Recipe Of The Day: Braised Brisket

AHH Spring. The lovely time of year where Easter egg hunts, pastel colors and Passover Brisket are in abundance. The traditional feast for either the Passover seder or the Easter Sunday dinner, is nothing short of amazing here in America. Getting to see your loved ones in their finest clothes, acting’s as if none of us have ever had an issue with each other (even if it is only for one day) is quite pleasant. Especially for the elders in the family who are looking forward to nothing less than seeing their Grand and Great Grandchildren play in the yard.

So many wonderful memories are usually brought back to life simply because of the conversations we have while engorging ourselves on the family classics. But it is just that, those family classics that have gotten us through all these years that keep us coming back.
People have been asking me lately where I got my Passover Brisket from and I tell them it is an adaptation from my Grandmothers recipe, I learned many years ago.

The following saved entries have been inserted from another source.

PR #412, opened 2024-08-04
Test multiple shading filters

lej0hn:
Test looping through shading filters (one for each mesh)

### DIFF
--- a/pyneuroml/plot/PlotMorphologyVispy.py
+++ b/pyneuroml/plot/PlotMorphologyVispy.py
@@ -20,9 +20,10 @@ import progressbar
 from neuroml import Cell, Morphology, NeuroMLDocument, SegmentGroup
 from neuroml.neuro_lex_ids import neuro_lex_ids
 from scipy.spatial.transform import Rotation
+from vispy.visuals.filters import InstancedShadingFilter, ShadingFilter
 
 from pyneuroml.pynml import read_neuroml2_file
-from pyneuroml.utils import extract_position_info, make_cell_upright
+from pyneuroml.utils import extract_position_info, rotate_cell, translate_cell_to_coords
 from pyneuroml.utils.plot import (
     DEFAULTS,
     get_cell_bound_box,
@@ -33,15 +34,14 @@ from pyneuroml.utils.plot import (
 logger = logging.getLogger(__name__)
 logger.setLevel(logging.INFO)
 
-pynml_in_jupyter = False
-
 try:
     from vispy import app, scene, use
-    from vispy.geometry.generation import create_sphere
+    from vispy.geometry.generation import create_cylinder, create_sphere
     from vispy.geometry.meshdata import MeshData
     from vispy.scene.visuals import InstancedMesh
     from vispy.util.transforms import rotate
 
+    pynml_in_jupyter = False
     if app.Application.is_interactive(app):
         pynml_in_jupyter = True
         from IPython.display import display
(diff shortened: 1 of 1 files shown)


pyneuroml/plot/PlotMorphologyVispy.py
```diff
@@ -1176,7 +1237,27 @@ def create_instanced_meshes(meshdata, plot_type, current_view, min_width):
             parent=current_view.scene,
         )
         # TODO: add a shading filter for light?
+        shaders.append(
+            ShadingFilter("smooth", shininess=1, ambient_light=(0.8, 0.8, 0.8, 0.6))
+        )
+        mesh.attach(shaders[counter])
         assert mesh is not None
+
+        def attach_headlight(current_view):
```
sanjayankur31, line 1246: now that you're saving the shaders, shouldn't all of this be done only once outside the for loop?

sanjayankur31 (changes requested):
So, I'm not sure this works at all (let's forget about the performance). Try this very simple cell: 

https://github.com/OpenSourceBrain/ACnet2/blob/master/neuroConstruct/generatedNeuroML2/bask_soma.cell.nml

The light does not always stay in the same direction, no?


https://github.com/user-attachments/assets/2891a386-dae9-48d5-9d3a-65a21029df31

Is it working for you?

sanjayankur31:
I'm not confident I understand what's happening here---what does map do, and what does imap do? How does one set the initial light dir to be coming from the camera's direction?

pyneuroml/plot/PlotMorphologyVispy.py
lej0hn: Probably yes you are right

lej0hn:
It does, in fact not seem, to be working. However I have tested the same thing with both meshes and instancedMeshes and Shading and InstancedShading and in the simple examples the for loop seems to get the job done. I just tested however how the InstancedMeshes do with the ShadingFilter (instead of InstancedShadingFilter, like what we are using) and that seems to create a problem since the shading gets all wrong --so my best guess is some incompatibility between those if that makes sense?

sanjayankur31:
I don't think InstancedMeshes and the ShadingFilter mix, so let's not try that any more. Do multiple InstancedMeshes work with individual InstancedShadingFilters? If they do, there's no reason they shouldn't work in a for loop. So, confirming that is our first step. If they work in the simple examples, they should also work for our meshes---no reason why they shouldn't. What are we doing different to the examples?

lej0hn:
> I don't think InstancedMeshes and the ShadingFilter mix, so let's not try that any more. Do multiple InstancedMeshes work with individual InstancedShadingFilters? If they do, there's no reason they shouldn't work in a for loop. So, confirming that is our first step. If they work in the simple examples, they should also work for our meshes---no reason why they shouldn't. What are we doing different to the examples?

Multiple InstancedMeshes do work with multiple InstancedShadingFilters in the simple examples. Our problem is that when we use InstancedShadingFilter instead of the ShadingFilter, we have a big part of the cell disappear for some reason

sanjayankur31:
> > I don't think InstancedMeshes and the ShadingFilter mix, so let's not try that any more. Do multiple InstancedMeshes work with individual InstancedShadingFilters? If they do, there's no reason they shouldn't work in a for loop. So, confirming that is our first step. If they work in the simple examples, they should also work for our meshes---no reason why they shouldn't. What are we doing different to the examples?
> 
> Multiple InstancedMeshes do work with multiple InstancedShadingFilters in the simple examples. Our problem is that when we use InstancedShadingFilter instead of the ShadingFilter, we have a big part of the cell disappear for some reason

Yeh, but that means that it doesn't quite work as it should. We need to understand why. Is it an issue with how we're doing it, or is it a vispy issue (and if it is, we need to report it upstream so they can help fix it).

How about you test with some very simple cells that have fewer than 10 segments of different shapes, like the one cylinder example I've given above. That'll help you narrow down where the issue is. If it works with 10 segments, make a bigger cell---20, then 40, and so on. 

You can either take a large cell and remove lots of segments from it to make it smaller, or you can write a simple script to create cells. See this example for the latter, it uses a few utility functions to quickly create a very simple cell:

https://docs.neuroml.org/Userdocs/MultiCompartmentOLMexample.html#declaring-the-cell

lej0hn:
Right, since that is a distinct issue however maybe we can close the one open in vispy, since the answer seems to cover our needs for now. Also InstancedShadingFilter doesn't seem to be working with the one cylinder, which I guess is the simplest form. Since the most basic cell doesn't work, do you have any ideas on how to go about debugging it? (to understand whether the fault is in our implementation or vispy's)

sanjayankur31:
Since we're not using one mesh, we're not using InstancedMeshes any more, and so not using InstancedShadingFilters either. I picked bits from here as part of https://github.com/NeuroML/pyNeuroML/commit/562c8249516ad8b15307a6f0e4345c6edaf62a4b

PR #413, opened 2024-08-06
Improve checks to ensure that the right input files are provided for each pynml command

sanjayankur31:


sanjayankur31:
@stellaprins @robertvi: could you also please take a quick look to check that I haven't messed up the sbml/sedml bits here?

sanjayankur31:
CC: @subhacom : we'd not checked all the cases, this should fix that.

PR #420, opened 2024-08-21
Add segment picking ability in 3D

lej0hn:
- Ability to click on any segment and get the InstancedMesh that was clicked
- Get the instanced_position of said mesh
- Get info about the corresponding segment*

-TODO
* Fix type of dictionary keys of positions-segment_infos because the value is right but it throws error
(to check that error uncomment lines 1219-1220)
* Add necessary parameters/arguments to plot_schematic_3d

### DIFF
--- a/pyneuroml/plot/PlotMorphologyVispy.py
+++ b/pyneuroml/plot/PlotMorphologyVispy.py
@@ -727,7 +727,7 @@ def plot_interactive_3D(
                     except KeyError:
                         pass
 
-                    plot_3D_cell_morphology(
+                    meshdata, segment_info = plot_3D_cell_morphology(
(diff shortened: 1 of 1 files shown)


sanjayankur31:
Just tested this out---seems to work well, well done! :sparkles: 

To begin with, could you maybe please comment the new functions to explain the logic in use there? It'll just make it easier for others to understand how this is all working. So, nice long docstrings that explain the working of the functions would be good.

sanjayankur31:
Thanks---it'll also make it easier for us to review :)

sanjayankur31:
Replaced by https://github.com/NeuroML/pyNeuroML/pull/428

PR #428, opened 2024-09-13
Added segment picking from faces 

lej0hn:
- Used FacePickingFilter to get face clicked
- Get segment from face 
- Get info for segment

- Is disabled for schematic viewing


sanjayankur31:
Works very well @lej0hn :+1:  . Could you link to the sources/docs you used to come up with this? I'll comment the code so that its easier to update/modify/maintain in the future for us.

I've got it merged in my local branch, but will push once I've commented the code etc.

lej0hn:
> Works very well @lej0hn 👍 . Could you link to the sources/docs you used to come up with this? I'll comment the code so that its easier to update/modify/maintain in the future for us.
> 
> I've got it merged in my local branch, but will push once I've commented the code etc.


Great, if you need anything regarding the docs please let me know!
The main resource is regarding the face_picking_filter that the implementation was based on which is in this link:
https://vispy.org/gallery/scene/face_picking.html#sphx-glr-gallery-scene-face-picking-py

sanjayankur31:
Cool---does the example change the color (or use some other method) to indicate what was clicked on perhaps? I'm trying to figure out how to pull this in in its current form. Perhaps a quick QT wrapper app that has an "info" pane to just print what we have so far would be a start. What do you think?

Today’s Recipe Of The Day: Braised Brisket, is something I hope that you try out and love. It is a fairly simple recipe, similar to a crock pot recipe, because you are able to put it in the oven and forget for hours at a time. Please make sure to set your oven timers on this one, to help remind you when to check the liquid level in your braising sauce.

1/4 cup sweet Hungarian paprika
1 TBS kosher salt, plus additional for seasoning
1 TBS freshly ground black pepper, plus additional for seasoning
1 TBS light brown sugar
1 tsp cayenne pepper
1 (5 to 6-pound) piece beef brisket, preferably point cut, fat trimmed
1 package Lipton’s onion soup mix.
Braising Sauce:
1 (28-ounce) can tomato soup
2 ribs celery, minced
1 medium onion, minced
3/4 cup cider vinegar
1/2 cup brown sugar
1/4 cup yellow mustard
10 cloves garlic, minced
4 canned chipotle chiles in adobo sauce, minced
3 ancho chiles, stemmed, seeded, and chopped
2 bay leaves
2 tablespoons chili powder
1 tablespoon kosher salt, plus additional for seasoning
Freshly ground black pepper
4 cups water

Preheat oven to 350
For the rub: Mix the paprika, 1 tablespoon each of salt and black pepper, the brown sugar, and the cayenne.
Rub spice mixture all over brisket, wrap tightly, and refrigerate overnight.

For the sauce:
Mix the tomato puree, celery, onion, 1/2 cup of the vinegar, the brown sugar, mustard, garlic, chiles, bay leaves, chili powder, 1 tablespoon salt, and black pepper to taste in a large disposable aluminum pan. Put brisket in the sauce fat side up.

Tightly cover the disposable pan with aluminum foil and place in the oven,
basting the meat every 1 hr.
Adding water to the pan as necessary to keep meat partially submerged, until the meat is tender and an instant-read thermometer inserted in the thickest part registers 200 degrees F, about 3 ½  to 4 hours.

Transfer the brisket to a cutting board, tent with foil, and let rest for 20 minutes.
Skim the fat from the braising sauce and stir in the remaining 1/4 cup cider vinegar and salt to taste.
Reheat if necessary.
Thinly slice brisket across the grain and arrange on a serving platter.
Spoon some sauce over the meat and pass the rest at the table.